Was im Grunde schon nicht schön ist (ich kenne da aber nicht die Folgen) dass du mit jedem neuen Button_Start dem Eventhandler des Timers die Methode wieder erneut zuweist. Das solltest du auch nicht tun. Dies gehört in den Konstruktor deiner Form.
Probier mal den Timer.Tick für deine Methode zu nehmen und den Timer nicht zu stoppen.
Probier außerden NICHT mit einer MessageBox zu arbeiten - nach Messagebox.Show wird in der aufrufenden Methode erst dann weiter gearbeitet wenn die Messagebox wieder beendet wird - sondern mit dem Visible eines Labels.

C# bzw. .Net denkt nicht - es hat seine Spielregeln - und diese sind eigentlich noch nicht mal besonders schlimm (finde ich).
Konntest du mit dem, was ich geschrieben habe, etwas anfangen ? Wenn nicht dann frag bitte nach ...

Gruß
Larry


----------



## Oest (21 Mai 2019)

Hallo Larry,

vielen Dank erstmal.

Ich habe schon einige Tutorials und Uni Skripte durchgearbeitet, und versuche eben die "Spielregeln" des C# zu durchschauen.
Anscheinend fehlen mir zur Strukturierung des C# mit WinForms Programmes noch Informationen.
Leider sind die meisten Übungsbeispiele innerhalb einer Klasse, und die jetzt auftretenden Fehler kamen dort rein aus Programmaufbau Gründen nicht vor.

Gibt es vielleicht einen "Programmaufbau Style Guide" für kleine WPF Anwendungen, oder so etwas?


----------



## Larry Laffer (21 Mai 2019)

@Oest:
Ganz grundsätzlich kann ich dir die Foren CodeProject und StackOverFlow empfehlen - mein Favorit ist das erstgenannte.
Ich gebe dir Recht, dass es am Anfang unter Umständen schwierig ist, die vielen Fragestellungen zu kanalisieren und zu verstehen - du darfst aber gerne fragen - speziell hier kann ich dir schon das eine oder andere dazu sagen ...
Für die Zukunft mußt du dich entscheiden, ob du Forms oder WPF machen willst - das ist nämlich ein "kleiner" Unbterschied ... ich persönlich hatte mich für Forms entschieden (obwohl angeblich totgesagt) und bis heute noch nichts gefunden, was ich damit nicht hinbekommen hätte ...

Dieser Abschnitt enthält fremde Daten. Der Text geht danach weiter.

PR #3777, opened 2023-09-20
Fix getting unit for IfcPropertyEnumeratedValue

andy-5:
This PR improves getting the unit of an `IfcPropertyEnumeratedValue`.

It first checks if the `EnumerationReference` has an unit assigned (this was ignored before), and only then falls back to using the type of the first enumerated value to get a default (project defined) unit.

Also, the use of the `measure_class` variable is refactored a bit, to avoid `UnboundLocalError` exceptions if none of the `if`/`elif` cases matches.


Moult:
Thanks so much!

PR #3823, opened 2023-09-28
Work in progress for alignments

RickBrice:
PR for [https://github.com/IfcOpenShell/IfcOpenShell/issues/3098]().

Primarily working in IfcCurveSegment.cpp to map horizontal alignment geometry.
Stubbed out framework for dealing with spirals.

Very uncertain if I'm dealing with placements correctly. IfcCurveSegment and some types of the ParentCurve (IfcCircle and IfcClothoid) have placements. Somehow these two placements need to work together to get the geometry in the right place.


aothms:
This is great. Thanks again!

> Very uncertain if I'm dealing with placements correctly. IfcCurveSegment and some types of the ParentCurve (IfcCircle and IfcClothoid) have placements. Somehow these two placements need to work together to get the geometry in the right place.

I'm quite sure it's correct. Conceptually think of it as a procedural definition, from the depth of the tree to the root representation item upwards. The various transformations should also be applied in that order.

Aber einmal prinzipiell gefragt :  wieviele Kenntnisse in dem Thema hast du denn schon ?
Und :  was möchtest du machen / erreichen ...?

Gruß
Larry


----------



## Oest (21 Mai 2019)

@Larry

Das Ziel ist ein Grundprogramm zur Kommunikation mit der SPS.
Momentan zum Schreiben in eine CSV. Dabei soll im C# ein polling laufen, was alle x ms auf einen DB schaut, ob ein Start von der SPS kommt. Wenn ja -> append CSV ;wenn nein -> weiter kreisen

Funktioniert jetzt auch. Der Haken war wohl, dass man innerhalb eines neuen Tasks/Threads oder was immer via # Dispatcher.Invoke(() => tbx_msg.Text = "idle");# nach "aussen" senden muss

Ich habe Erfahrung mit AWL, SCL und ein paar Robotersprachen.  
Ziel ist, c# soweit zu beherrschen, das man sichern in csv, evtl sql und speichern/rücklesen einer Config PLC<>PC hinbekommt.
Kann doch nicht so schwer sein. ;-p


----------



## Heinileini (21 Mai 2019)

Oest schrieb:


> Funktioniert jetzt auch.


Das klingt so, als würde es jetzt funktionieren. Aber



> Kann doch nicht so schwer sein. ;-p


klingt viel weniger überzeugt!?


----------



## Larry Laffer (21 Mai 2019)

Oest schrieb:


> Funktioniert jetzt auch. Der Haken war wohl, dass man innerhalb eines neuen Tasks/Threads oder was immer via # Dispatcher.Invoke(() => tbx_msg.Text = "idle");# nach "aussen" senden muss



Wenn du einen Task oder Thread hast und Dinge an die Controls des UI übergeben möchtest dann mußt du die Controls "invoken" - das heißt, dass du dem Control im Grunde etwas in einen Übergabebereich legst und das das Control (oder die Componente) damit arbeitet wenn das UI wieder die Kontrolle hat - also z.B. wenn in deinem Task oder Thread oder Backgroundworker irgendwo ein Sleep o.ä. steht.
Die genannten Funktionalitäten laufen quasi neben dem eigentlichen System her und quasi unabhängig von ihm.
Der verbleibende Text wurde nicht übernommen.